/proxytest

testing a proxy and also test range requests

Primary LanguagePython

proxy scraping and range requests tests

A proxy that only returns the bits of content you want. (like YQL used to)

(And a service to tell you which bits they might be.)

install

cd proxytest
python3 -m venv venv
. venv/bin/activate
python3 -m pip install -r requirements.txt

run

. venv/bin/activate
python server.py

then just drag index.html into a browser.

endpoints

/c?url=xxx&query=xxx

Get content like a regular proxy but passing a css query to get just the content you want.

http://localhost:8000/c?url=google.com&query=a

/b?url=xxx&query=xxx

passing a css query and webpage. Returns the byte positions of the data in the file.

might look something like...

localhost:8000/b?site=somesite.com&query=a[href*='twitter']

Would return...

[ [startpos_in_bytes, endpos_in_bytes], ... ]

Allowing you to then make follow up Ajax range request for the given data.

further goals:

  • make a follow up range request for the given bytes.

Making Range Requests can get you parts of a file. See...

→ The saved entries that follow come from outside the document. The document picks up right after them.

PR #70, opened 2021-02-03
Remove repetition of the section title

loewenstein:


emalm:
I'd be in support of this smoother flow to the wording, but I think Chip intended that definition to be called out there to provide a clear referent for the "Employer Diversity Rule" references later. There's probably a way to rework both of those references to be less formal, though.

chipchilders:
@emalm is correct. This was a "formal definition" of the rule, which then is used elsewhere in the doc.

chipchilders:
Resolved via #81

PR #71, opened 2021-02-03
Use the term Board of DIrectors instead of Governing Board

loewenstein:


chipchilders:
As of 1 Jan 2021, the correct name for the board is "Governing Board".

https://en.wikipedia.org/wiki/Byte_serving

https://developer.mozilla.org/en-US/docs/Web/HTTP/Range_requests

github tests don't seem to work due to CORB or CORS issues (only happens when using a range header.)

/q

Answering questions with css queries.

TODO

test loading in some content from range requests from a single huge file.

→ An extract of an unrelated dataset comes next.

PR #84, opened 2021-02-04
Proposed change to who decides on voter eligibility

### LINKED ISSUE #74: Remove use of the term 'steering committee'
https://github.com/cloudfoundry/community/blob/main/TOC.md#voter-eligibility mentions this as the resolving body for voter eligibility exceptions, but we do not have a steering committee.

xpath as well as css queries. (old yahoo service that used to do that.) << domonic doesn't do xpath yet. (is it in std lib?)

Notes

try a curl first to see if range requests work on a given site.

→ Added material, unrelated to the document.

PR #93, opened 2021-03-12
TOC: clean up election document locations

emalm:


chipchilders (approved):
LGTM - This is a simple change that I'm going to merge in today, so that I don't have a conflict when I move things around to support GB approvals.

i.e github seems to work on resources when using curl...

curl -r 0-119 https://raw.githubusercontent.com/byteface/domonic/master/docs/_templates/sidebarintro.html

but I think they are missing all the necessary CORS headers for range requests in the browser. As only works for whole file not partials. trying jsonp causes issues with CORB due to mime type not matching.